278.6108, for every 1 unit increase in height (1 cm in this case), the expected earnings would increase by approximately 278.6108 dollars.

reg_earnings_height_cm <- lm(earnings ~ height_cm, data = earnings_and_height)
coef(reg_earnings_height_cm)
## (Intercept)   height_cm 
##   -512.7336    278.6108

f2. (3 points) What is the estimated intercept? Interpret it.

-512.7336 means that, if a worker’s height is zero centimeters, the predicted earnings would be -512.7336 dollars

reg_earnings_height_cm <- lm(earnings ~ height_cm, data = earnings_and_height)
coef(reg_earnings_height_cm)
## (Intercept)   height_cm 
##   -512.7336    278.6108

f3. (3 points) What is the \(R^2\)? What does it say about the fit? Explain.
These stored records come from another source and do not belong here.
PR #254, opened 2021-01-11
Storage management

kaczmarczyck:
Fixes #<issue_number_goes_here>

Implements storage changes necessary for credential management. The first commit is part of #107. The second commit implements changes suggested in [this comment](https://github.com/google/OpenSK/pull/107#discussion_r553940602).

`delete_credential` and `update_credential` will be used when the command is implemented (see #107 for reference). The plan is to send a new PR for a rebased #107 after #253 and this PR are submitted.

- [x] Tests pass

### DIFF
--- a/src/ctap/mod.rs
+++ b/src/ctap/mod.rs
@@ -761,11 +761,23 @@ where
                 vec![],
             )
         } else {
-            let mut stored_credentials =
-                self.persistent_store.filter_credentials(&rp_id, !has_uv)?;
-            stored_credentials.sort_unstable_by_key(|c| c.1);
-            let mut stored_credentials: Vec<usize> =
-                stored_credentials.into_iter().map(|c| c.0).collect();
+            let mut iter_result = Ok(());
+            let iter = self.persistent_store.iter_credentials(&mut iter_result)?;
+            let mut stored_credentials: Vec<(usize, u64)> = iter
+                .filter_map(|(key, credential)| {
+                    if credential.rp_id == rp_id && (has_uv || credential.is_discoverable()) {
+                        Some((key, credential.creation_order))
+                    } else {
+                        None
+                    }
+                })
+                .collect();
+            iter_result?;
+            stored_credentials.sort_unstable_by_key(|&(_key, order)| order);
+            let mut stored_credentials: Vec<usize> = stored_credentials
+                .into_iter()
+                .map(|(key, _order)| key)
+                .collect();
             let credential = stored_credentials
                 .pop()
                 .map(|key| self.persistent_store.get_credential(key))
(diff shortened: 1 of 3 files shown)


src/ctap/storage.rs
```diff
@@ -126,22 +168,17 @@ impl PersistentStore {
...
-        if let Some(cred) = &result {
-            let user_verification_required = cred.cred_protect_policy
-                == Some(CredentialProtectionPolicy::UserVerificationRequired);
-            if check_cred_protect && user_verification_required {
-                return Ok(None);
-            }
+        let credential = match self.find_credential_item(credential_id) {
+            Err(Ctap2StatusCode::CTAP2_ERR_NO_CREDENTIALS) => return Ok(None),
+            Err(e) => return Err(e),
+            Ok(credential) => credential.1,
```
ia0: I think it's more readable to have:

```rust
Ok((_, credential)) => credential,
// or
Ok((_key, credential)) => credential,
```

src/ctap/storage.rs
```diff
@@ -196,32 +233,60 @@ impl PersistentStore {
...
+        credential.user_name = user.user_name;
+        credential.user_display_name = user.user_display_name;
+        credential.user_icon = user.user_icon;
+        let value = serialize_credential(credential)?;
+        Ok(self.store.insert(key, &value)?)
+    }
+
     /// Returns the list of matching credentials.
     ///
     /// Does not return credentials that are not discoverable if `check_cred_protect` is set.
```
ia0: Let's update the documentation to say that the function returns pairs of key and creation order. But this is a bit weird since it looks quite custom logic. Shouldn't we inline this logic in the only place where `filter_credentials` is used?

src/ctap/mod.rs
```diff
@@ -749,36 +755,31 @@ where
...
+                self.get_any_credential_from_allow_list(allow_list, &rp_id, &rp_id_hash, has_uv)?,
+                vec![],
+            )
         } else {
-            self.persistent_store.filter_credential(&rp_id, !has_uv)?
+            let mut stored_credentials =
+                self.persistent_store.filter_credentials(&rp_id, !has_uv)?;
+            stored_credentials.sort_unstable_by_key(|c| c.1);
+            let mut stored_credentials: Vec<usize> =
+                stored_credentials.into_iter().map(|c| c.0).collect();
```
ia0: Instead of `|c| c.x` shouldn't we use `|(key, creation_order)| key or creation_order` for better readability?

src/ctap/mod.rs
```diff
@@ -848,13 +850,19 @@ where
...
                 max_credential_id_length: Some(CREDENTIAL_ID_SIZE as u64),
                 transports: Some(vec![AuthenticatorTransport::Usb]),
                 algorithms: Some(vec![ES256_CRED_PARAM]),
                 default_cred_protect: DEFAULT_CRED_PROTECT,
                 min_pin_length: self.persistent_store.min_pin_length()?,
                 firmware_version: None,
+                max_cred_blob_length: None,
+                // TODO(kaczmarczyck) update when extension is implemented
+                max_rp_ids_for_set_min_pin_length: None,
+                remaining_discoverable_credentials: Some(
```
ia0, line 875: Just making sure this is alright with information leakage here. On one side we only expose some credentials according to some permissions and here we expose the count (including those that are not "visible") according to the same permissions?

ia0 (dismissed):

src/ctap/mod.rs
kaczmarczyck: The general idea is to protect the relationship to a specific relying party. It should be impossible to somehow call `has_credential(rp_id)`. Your attack on `GetInfo` only let's you check if a credential was created, not for whom. If you are in a position to guess that relying party, this extra bit probably doesn't help much.

ia0: I see, all good then.

src/ctap/storage.rs
kaczmarczyck: Done for all cases.

src/ctap/storage.rs
kaczmarczyck: `filter_credentials` is moved to the call side.

src/ctap/mod.rs
kaczmarczyck: Done.

ia0 (approved):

0.0108753, In this case, the \(R^2\) is small, indicating that only a small proportion of the variance in earnings is explained by height.

summary(reg_earnings_height_cm)$r.squared
## [1] 0.0108753
  1. (3 points) Run a regression of earnings on height, using data for female workers only.
female_workers <- earnings_and_height[earnings_and_height$sex == 0, ]
reg_earnings_height_female <- lm(earnings ~ height, data = female_workers)

g1. (2 points) What is the estimated slope? 511.222

reg_earnings_height_female <- lm(earnings ~ height, data = earnings_and_height, subset = sex == 0)
coef(reg_earnings_height_female)["height"]
##   height 
## 511.2222

g2. (5 points) A randomly selected woman is 1 inch taller than the average woman in the sample. Would you predict her earnings to be higher or lower than the average earnings for women in the sample? By how much?

If a randomly selected woman is 1 inch taller than the average woman in the sample, then her predicted earnings would be 511.2222 higher

  1. (5 points) Repeat g. for male workers. Is it different from female workers?

Yes, it is very different from female workers, for every 1 inch increase in height, earnings increase by 1306.86 dollars.

earnings_and_height_male <- earnings_and_height[earnings_and_height$sex == 1, ]


reg_earnings_height_male <- lm(earnings ~ height, data = earnings_and_height_male)


coef(reg_earnings_height_male)["height"]
##  height 
## 1306.86
  1. (5 points) Do you think the height is uncorrelated with other factors that cause earning? That is, do you think that the regression error term, \(u_i\), has a conditional mean of \(0\) given \(Height (X_i)\)?

The height and earnings regression cannot establish a causal relationship between height and earnings.